I have a bunch of white cows that get docked at auction because of the American Angus Ass . I call them Charolais . Very good breed !!


----------



## Tx Jim (Jun 30, 2014)

snowball said:


> All I can say is good luck to them, It will be interesting to see what the American Angus Ass. thinks about it


It will be interesting to see if these "white Angus" sell for anything close to the $$$$$ per lb that black Angus sell for. I'll bet that extra lbs of gain of White Angus will bring several $$$$$ per lb LESS when sold at market time.


----------



## snowball (Feb 7, 2015)

with only 40 embryos it is going to take along time before we know much I don't think I will be around long enough to see herd's of " The Great White Hope " Also when Al Sharpton hears about this and get's the NAACP involved that will slow progress up LOL


----------



## Ray 54 (Aug 2, 2014)

I cannot say want breed is best but I will say the Black Angus breed has had the best promotion of any breed.Could be better than all the others put together.My country is on the dry side and lots of acres per cow so moderate frame size has been a plus.Herefords where dominant around here at least in numbers long before Angus and that is what I was raised with but almost all gone because of this Angus beef promotion.Watched several large weaner calf auctions last year only one draft of calves was straight Hereford.So the hamburger chains are going to have to give up there premium Black Angus burgers if this white Angus takes off.


----------



## snowball (Feb 7, 2015)

the Angus breed has done a whale of a job promoting their beef , I think they used the same marketing agency as JD ... When you cut their heads off and skin their hides they all have red meat when their hanging on the rail


----------



## Tim/South (Dec 12, 2011)

robert23239 said:


> I have a bunch of white cows that get docked at auction because of the American Angus Ass . I call them Charolais . Very good breed !!

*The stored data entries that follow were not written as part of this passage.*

PR #178, opened 2021-04-16
Implement C Data integration

quinnj:
This starts work towards supporting teh C data interface for the arrow
format, as documented
[here](https://arrow.apache.org/docs/format/CDataInterface.html#).

Currently in this PR, it includes struct definitions and basic
methods to allow getting a pointer to an `ArrowSchema`/`ArrowArray`
C-compatible struct that can then be populated by another
implementation. For example, with this PR, you can do:

```julia
using Arrow, PyCall
pd = pyimport("pandas")
pa = pyimport("pyarrow")
df = pd.DataFrame(py"""{'a': [1, 2, 3, 4, 5], 'b': ['a', 'b', 'c', 'd', 'e']}"""o)
rb = pa.record_batch(df)
sch = Arrow.CData.getschema() do ptr
    rb.schema._export_to_c(Int(ptr))
end
arr = Arrow.CData.getarray() do ptr
    rb._export_to_c(Int(ptr))
end
```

Many guys here are putting a horned hereford bull on the Charolais cows and getting a buckskin baldy. Those will bring as much or more than an Angus here.


----------



## Waterway64 (Dec 2, 2011)

Tim I have seen that in the south to. Shows the difference in regions and that no one breed is a answer for all regions. Mel


----------



## prairie (Jun 20, 2008)

Wouldn't a white Angus be similar enough to Murray Grey to consider it already done.


----------



## MDill (Feb 8, 2015)

prairie said:


> Wouldn't a white Angus be similar enough to Murray Grey to consider it already done.

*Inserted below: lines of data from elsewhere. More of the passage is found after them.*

PR #179, opened 2021-04-17
WIP - C Data Interface

sa-:
Building off of this PR
https://github.com/JuliaData/Arrow.jl/pull/178

### DIFF
--- a/src/CDataInterface/format_string_to_types.jl
+++ b/src/CDataInterface/format_string_to_types.jl
@@ -1,0 +1,68 @@
+# https://arrow.apache.org/docs/format/CDataInterface.html#data-type-description-format-strings
+module FormatStrings
+
+function get_type_from_format_string(format_string ::String) ::DataType
+    if format_string == "n"
+        Nothing
+    elseif format_string == "b"
+        Bool
+    elseif format_string == "c"
+        Int8
+    elseif format_string == "C"
+        UInt8
+    elseif format_string == "s"
+        Int16
+    elseif format_string == "S"
+        UInt16
+    elseif format_string == "i"
+        Int32
+    elseif format_string == "I"
+        UInt32
+    elseif format_string == "l"
+        Int64
+    elseif format_string == "L"
+        UInt64
+    elseif format_string == "e"
+        Float16
+    elseif format_string == "f"
+        Float32
+    elseif format_string == "g"
+        Float64
+    elseif format_string == "z" || format_string == "Z"
+        Vector{UInt8}
+    elseif format_string == "u" || format_string == "U"
+        String
+    elseif format_string[1] == 'd'
+        const splits = split(format_string[3:end], ",")
+        precision = Int(splits[1])
+        scale = Int(splits[2])
+        if length(splits) == 3
+            bandwidth = splits[3]
+        end
+        #TODO return something here
+    elseif format_string[1] == 'w'
+        #TODO figure out fixed width binary
+    elseif format_string[1] == '+'
+        if format_string[2] == 'l' || format_string[2] == 'L'
+            Arrow.List
+        elseif format_string[2] == 'w'
+            size = Int(format_string[4:end]) #TODO use this somehow
+            Arrow.FixedSizeList
+        elseif format_string[2] == 's'
+            Arrow.Struct
+        elseif format_string[2] == 'm'
+            Arrow.Map
+        elseif format_string[2:3] == "ud"
+            type_strings = split(format_string[5:end], ",") # todo use this somehow
+            Arrow.DenseUnion
+        elseif format_string[2:3] == "us"
+            type_strings = split(format_string[5:end], ",") # todo use this somehow
+            Arrow.DenseUnion
+        end
+    elseif format_string[1] == 't'
+        if format_string[2:3]
+            Date
+    end
+end
+    
+end # module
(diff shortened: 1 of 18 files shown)


sa-:
```julia
using Arrow, PyCall
pd = pyimport("pandas")
pa = pyimport("pyarrow")
df = pd.DataFrame(py"""{'a': [1, 2, 3, 4, 5], 'b': ['a', 'b', 'c', 'd', 'e']}"""o)
rb = pa.record_batch(df)
sch = Arrow.CDataInterface.get_schema() do ptr
    rb.schema._export_to_c(Int(ptr))
end
arr = Arrow.CDataInterface.get_array() do ptr
    rb._export_to_c(Int(ptr))
end
```

src/CDataInterface/format_string_to_types.jl
```diff
@@ -0,0 +1,68 @@
+# https://arrow.apache.org/docs/format/CDataInterface.html#data-type-description-format-strings
+module FormatStrings
```
quinnj, line 2: This might be more of a personal style, but I wouldn't wrap this in a module here. In my mind, submodules are like mini packages that might be useful to split out on their own one day with stand-alone functionality. In this case, the format parsing stuff is pretty closely tied to the arrowschema, so I think it's better to just `include` the file.

src/CDataInterface/format_string_to_types.jl
```diff
@@ -0,0 +1,68 @@
...
+    elseif format_string == "z" || format_string == "Z"
+        Vector{UInt8}
+    elseif format_string == "u" || format_string == "U"
+        String
+    elseif format_string[1] == 'd'
+        const splits = split(format_string[3:end], ",")
+        precision = Int(splits[1])
+        scale = Int(splits[2])
+        if length(splits) == 3
+            bandwidth = splits[3]
```
quinnj, line 40: should be `bitwidth` instead of `bandwidth`

src/CDataInterface/format_string_to_types.jl
```diff
@@ -0,0 +1,68 @@
...
+        end
+        #TODO return something here
```
quinnj, line 42: In the `eltypes.jl` file, we define:
```julia
struct Decimal{P, S, T}
    value::T # only Int128 or Int256
end
```
which is what we should return here.

src/CDataInterface/format_string_to_types.jl
```diff
@@ -0,0 +1,68 @@
...
+    elseif format_string[1] == 'w'
+        #TODO figure out fixed width binary
```
quinnj, line 44: This will just be the same as `Arrow.FixedSizeList`, but with `UInt8` as the element type

quinnj: So a fixed width binary type won't have any children; it's like a hard-coded `UInt8` child type and so doesn't need to be parsed recursively.

src/CDataInterface/format_string_to_types.jl
```diff
@@ -0,0 +1,68 @@
...
+    elseif format_string[1] == '+'
+        if format_string[2] == 'l' || format_string[2] == 'L'
+            Arrow.List
```
quinnj, line 47: For these nested types, we'll need to parse the children recursively. So the overall method signature needs to take the full `ArrowSchema` type, and then access the format string at the top. Then when we get here, we'll call `get_type_from_format_string(sch.children[1])` and so on to get the List element type so we end up with a type like `Arrow.List{Vector{Int64}}` or whatever.

src/CDataInterface/format_string_to_types.jl
```diff
@@ -0,0 +1,68 @@
...
+        elseif format_string[2:3] == "ud"
+            type_strings = split(format_string[5:end], ",") # todo use this somehow
+            Arrow.DenseUnion
+        elseif format_string[2:3] == "us"
+            type_strings = split(format_string[5:end], ",") # todo use this somehow
+            Arrow.DenseUnion
+        end
+    elseif format_string[1] == 't'
+        if format_string[2:3]
+            Date
```
quinnj, line 64: The other thing we should probably support is a `convert::Bool=true` keyword arg to this function. It would allow the user to specify whether they'd like the native arrow type converted to a more natural Julia type or not. We support this in `Arrow.Table`. It's nice because I think there are some cases where the user just wants the raw arrow data type, but usually the user wants the nice Julia type. This is one of those cases where we have `Arrow.Date`, which is different from `Dates.Date`.

src/CDataInterface/format_string_to_types.jl
```diff
@@ -0,0 +1,99 @@
...
+                Arrow.Flatbuf.TimeUnitModule.SECOND
+            elseif format_string[3] == 'm'
+                Arrow.Flatbuf.TimeUnitModule.MILLISECOND
+            elseif format_string[3] == 'u'
+                Arrow.Flatbuf.TimeUnitModule.MICROSECOND
+            elseif format_string[3] == 'n'
+                Arrow.Flatbuf.TimeUnitModule.NANOSECOND
+            end
+
+            timezone = length(format_string) == 4 ? nothing : format_string[5:end]
```
sa-, line 90: Hey @quinnj , this line of code is incorrect. I couldn't quite figure out how to new up the timezone type. Is there any documentation around this?

sa-:
And in general, how does one new-up an ArrowVector? I was hoping to find a constructor that looks vaguely like this 
```
ArrowVector{T}(buffers ::Vector{ArrowBuffer{T}})
```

How about White Parks too? Or do they have pink skin instead of black skin?


----------



## snowball (Feb 7, 2015)

MDill said:


> How about White Parks too? Or do they have pink skin instead of black skin?


I think Parks are black hided Dill.... Maybe what somebody should do is fertilize 1 of these embryos with that high dollar red meat bull from the other thread on here. and then cross that calf with a blue roan . then you would have a calf that was RED , WHITE, & BLUE... then you can market it has USA approved :lol:


----------



## azmike (Jan 4, 2015)

Tiger striped brahma/cross sell well, very pretty!


----------



## Colby (Mar 5, 2012)

azmike said:


> Tiger striped brahma/cross sell well, very pretty!


Now we have a smart man on here!


----------



## Vol (Jul 5, 2009)

azmike said:


> Tiger striped brahma/cross sell well, very pretty!


Not real fond of Tiger striped Brahman....I had one terrrorize me in Coconino Co. AZ while archery Pronghorn hunting about 12 years ago....I was able to hide(nervously) and he finally moved on. This was a pure range bull on a 14,000 acre ranch.

Regards, Mike


----------



## Colby (Mar 5, 2012)

Vol said:


> Not real fond of Tiger striped Brahman....I had one terrrorize me in Coconino Co. AZ while archery Pronghorn hunting about 12 years ago....I was able to hide(nervously) and he finally moved on. This was a pure range bull on a 14,000 acre ranch.
> 
> Regards, Mike


C'mon Mike, he just wanted to be petted!


----------